# AIM OF THE EXERCISE:
If a line holds the word "makes", copy it from the entries.

[Collected data entries]

PR #329, opened 2018-07-06
MH-12803 Fix for mp 'start' when event is created (affects live scheduler service)

rute-santos:
Problem:
The media package was created with 'start' set to date/time the event was created.
According to MH-12250, media package 'created' and 'start' should match and come from the temporal dc property.
The 'createEvent' method was checking for a PROPERTY_TEMPORAL in the metadata, but the 'temporal' at that point was stored with output id 'startDate' and had no value so it was never found.
After the capture agent ingested, 'start' was correctly set to the same value as temporal so everything else worked fine.
Solution:
The change was to get the 'temporal' from the 'source' metadata if it (as 'startDate') doesn't come in the 'event' metadata and set the 'created' and 'start' to the same value, complying to MH-12250.

### DIFF
--- a/modules/live-schedule-impl/src/main/java/org/opencastproject/liveschedule/impl/LiveScheduleServiceImpl.java
+++ b/modules/live-schedule-impl/src/main/java/org/opencastproject/liveschedule/impl/LiveScheduleServiceImpl.java
@@ -454,11 +454,12 @@ public class LiveScheduleServiceImpl implements LiveScheduleService {
       }
 
       // Capture agent did not pass any CA_PROPERTY_RESOLUTION_URL_PREFIX property when registering
-      // so use the service configuration, including stream overrides (temporary)
-      if (liveStreamingUrl == null)
-        throw new LiveScheduleException(
-                "Cannot build live tracks because '" + LIVE_STREAMING_URL + "' configuration was not set.");
+      // so use the service configuration
       if (mp.getTracks().length == 0) {
+        if (liveStreamingUrl == null)
+          throw new LiveScheduleException(
+                  "Cannot build live tracks because '" + LIVE_STREAMING_URL + "' configuration was not set.");
+
         for (MediaPackageElementFlavor flavor : liveFlavors) {
           for (int i = 0; i < streamResolution.length; i++) {
             String uri = replaceVariables(mpId, caName, UrlSupport.concat(liveStreamingUrl.toString(), streamName),
--- a/modules/index-service/src/main/java/org/opencastproject/index/service/catalog/adapter/events/CommonEventCatalogUIAdapter.java
+++ b/modules/index-service/src/main/java/org/opencastproject/index/service/catalog/adapter/events/CommonEventCatalogUIAdapter.java
@@ -38,8 +38,9 @@ import org.osgi.service.cm.ManagedService;
 import org.slf4j.Logger;
 import org.slf4j.LoggerFactory;
 
+import java.text.ParseException;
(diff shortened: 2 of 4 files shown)


lkiesow:
@JulianKniephoff, this seems to be related to your recent changes. Can you take the review?

JulianKniephoff:
I'll take a look. :slightly_smiling_face:

modules/live-schedule-impl/src/main/java/org/opencastproject/liveschedule/impl/LiveScheduleServiceImpl.java
```diff
@@ -454,11 +454,12 @@ void addLiveTracks(MediaPackage mp, String caName) throws LiveScheduleException
...
-      // so use the service configuration, including stream overrides (temporary)
-      if (liveStreamingUrl == null)
-        throw new LiveScheduleException(
-                "Cannot build live tracks because '" + LIVE_STREAMING_URL + "' configuration was not set.");
+      // so use the service configuration
       if (mp.getTracks().length == 0) {
+        if (liveStreamingUrl == null)
+          throw new LiveScheduleException(
+                  "Cannot build live tracks because '" + LIVE_STREAMING_URL + "' configuration was not set.");
+
```
JulianKniephoff, line 462: This change seems to be unrelated to the PR, but I might of course be wrong. @rute-santos can you comment on this?

I'm not against unrelated changes to style or other code quality related issues (I'm actually strongly **for** it), but this seems to change behavior as well, so I'm a bit more reserved.

Oh and if we touch this code here, anyway, we might as well add the `{}`, like we discussed on the mailing list some time ago, right? :sweat_smile:

JulianKniephoff (approved):
Despite my one nitpicky comment I approve this. The code looks fine. After a few concentrated readings I even understand what it does (but the fact that the code surrounding metadata fields is a mess is not this PR's fault). :sweat_smile: It works and does what it advertises as well, so I guess everything is fine.

However, I have to give the following caveat: Despite @lkiesow's trust in my ability to judge this code because I worked on a similar issue before, I have to admit that I'm still pretty shaky when it comes to this whole topic of metadata handling in general and the start date discussion in particular. To the point where I don't even know where I should look to see whether these changes don't break any assumptions elsewhere. I thought about it a bit with the background I **do** have now and it seems fine to me.

But yeah, another pair of eyes with more Opencast experience would probably not be a bad thing. :wink:

modules/live-schedule-impl/src/main/java/org/opencastproject/liveschedule/impl/LiveScheduleServiceImpl.java
rute-santos: The original ticket was created because of a problem in the live scheduler service. Later, I realized that the problem was caused by the metadata. That's why I thought it was OK to fix the bug in the same PR.

gregorydlogan:
Is this at all relevant to #352?  If I merge that one, then it gets brought forward into develop, are we going to step on eachother's toes?

JulianKniephoff:
I don't think so. What #352 does makes certain decisions in the code **independent** of any start date, which is the only thing that this PR affects AFAICT.

~~This is just a hunch of course; I can try to test it later if you want.~~ I tested this now and it seems fine. I merged `r/5.x` (with #352 now merged) with this branch, scheduled a live event and it showed up correctly in the media module. I changed the start date into the past and back into the future and metadata updates still worked fine, as did the display in the media module. I think there is no conflict here.

PR #332, opened 2018-07-09
MH-12985 Fix incorrect warnings in event modals

krinnewitz:
Using Actions->Start Task and Actions->Edit scheduled events you get a
table displaying, among other information, the event status. Under
certain circumstances, the user should be kept from continuing within
the wizard. 

However, to check if the user can proceed, the event source
is used in contrary to the event_status being displayed in the table.
This leads to weird situations where the user doesn't understand why he
can't continue. Fixed by checking for event_status instead of source
when generating the messages.

### DIFF
--- a/modules/admin-ui/src/main/webapp/scripts/modules/events/controllers/editEventsController.js
+++ b/modules/admin-ui/src/main/webapp/scripts/modules/events/controllers/editEventsController.js
@@ -338,7 +338,7 @@ function ($scope, Table, Notifications, EventBulkEditResource, SeriesResource, C
     };
 
     $scope.nonScheduleSelected = function() {
-        return JsHelper.filter($scope.getSelected(),function (r) { return r.event_status_raw !== 'EVENTS.EVENTS.STATUS.SCHEDULED'; }).length > 0;
+        return JsHelper.filter($scope.getSelected(), $scope.nonSchedule).length > 0;
     };
 
     $scope.rowsValid = function() {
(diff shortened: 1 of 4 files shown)


lkiesow:
Forcing this review on @wsmirnow since he touched this before

modules/admin-ui/src/main/webapp/scripts/modules/events/controllers/editEventsController.js
```diff
@@ -334,11 +334,11 @@ function ($scope, Table, Notifications, EventBulkEditResource, SeriesResource, C
     };
 
     $scope.nonSchedule = function(row) {
-        return row.source !== 'SCHEDULE';
+        return row.event_status_raw !== 'EVENTS.EVENTS.STATUS.SCHEDULED';
     };
 
     $scope.nonScheduleSelected = function() {
-        return JsHelper.filter($scope.getSelected(),function (r) { return r.source !== 'SCHEDULE'; }).length > 0;
+        return JsHelper.filter($scope.getSelected(),function (r) { return r.event_status_raw !== 'EVENTS.EVENTS.STATUS.SCHEDULED'; }).length > 0;
```
KatrinIhler: Wouldn't it make sense to call the nonSchedule function here instead, so the logic isn't duplicated?

KatrinIhler (approved):
I finally managed to reproduce the bug and can confirm that this PR fixes it. Didn't find much to complain about either... ;)

modules/admin-ui/src/main/webapp/scripts/modules/events/controllers/editEventsController.js
krinnewitz: Yes, makes sense. I changed it. Thank you for your review :+1:

KatrinIhler:
Looks good, lets merge this!

PR #685, opened 2019-02-07
MH-13344 Enable AssetManager to reply NOT_MODIFIED

KatrinIhler:
Updated version of #680, deleted my remote branch by accident which closed the PR...

### DIFF
--- a/modules/asset-manager-impl/src/main/java/org/opencastproject/assetmanager/impl/endpoint/AbstractAssetManagerRestEndpoint.java
+++ b/modules/asset-manager-impl/src/main/java/org/opencastproject/assetmanager/impl/endpoint/AbstractAssetManagerRestEndpoint.java
@@ -25,6 +25,7 @@ import static javax.servlet.http.HttpServletResponse.SC_CREATED;
 import static javax.servlet.http.HttpServletResponse.SC_FORBIDDEN;
 import static javax.servlet.http.HttpServletResponse.SC_INTERNAL_SERVER_ERROR;
 import static javax.servlet.http.HttpServletResponse.SC_NOT_FOUND;
+import static javax.servlet.http.HttpServletResponse.SC_NOT_MODIFIED;
 import static javax.servlet.http.HttpServletResponse.SC_NO_CONTENT;
 import static javax.servlet.http.HttpServletResponse.SC_OK;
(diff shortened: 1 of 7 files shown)


KatrinIhler:
Currently the workspace can download assets directly into the workspace, and will do so even if the exact same asset is already contained in the workspace. This PR tries to emulate the behavior of the WFR, which will return NOT_MODIFIED instead if the workspace already has the asset with a matching md5 checksum. This will only happen if the "If-none-match" header is set on request, otherwise the behavior of the Endpoint is unchanged.

modules/asset-manager-impl/src/main/java/org/opencastproject/assetmanager/impl/endpoint/AbstractAssetManagerRestEndpoint.java
```diff
@@ -278,13 +285,33 @@ public Response getMediaPackage(@PathParam("mediaPackageID") final String mediaP
...
+                           @HeaderParam("If-None-Match") String ifNoneMatch) {
+
     try {
       for (final Version v : getAssetManager().toVersion(version)) {
         for (Asset asset : getAssetManager().getAsset(v, mediaPackageID, mediaPackageElementID)) {
+
+          if (StringUtils.isNotBlank(ifNoneMatch)) {
+            Checksum checksum = asset.getChecksum();
+
+            if (checksum != null & checksum.getType().equals(ChecksumType.DEFAULT_TYPE)) {
```
gregorydlogan: Single `&` here, which I suspect is not the goal.  Also, we're checking the type, under what circumstances can this *not* be `DEFAULT_TYPE`?  Why do we care what the type is if we're getting the checksum and checking it against the `ifNoneMatch` field?

KatrinIhler: I guess right now it can't, I mainly wanted to make sure that both checksums were created by the same algorithm even in the future (although for them to match when that isn't the case is not very probable..)

KatrinIhler: Fixed the &.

# OUTPUT OF THE EXERCISE:
I don't think so. What #352 does makes certain decisions in the code **independent** of any start date, which is the only thing that this PR affects AFAICT.
krinnewitz: Yes, makes sense. I changed it. Thank you for your review :+1:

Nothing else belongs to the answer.